PR #37, opened 2023-09-06
[ocp4_scan] Wait for redis lock manager connection destroy op

thegreyd:
[ocp4_scan](https://saml.buildvm.openshift.eng.bos.redhat.com:8888/job/aos-cd-builds/job/build%252Focp4_scan/517575/console) job has a warning `Task was destroyed but it is pending!` after releasing the lock

I believe this should fix it


locriandev (commented):
/lgtm
/approve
++++++
* WHAT THE TASK REQUIRES *
Some lines above may contain the string "lock". State how many of them the records have, and nothing more.

* REPLY *
2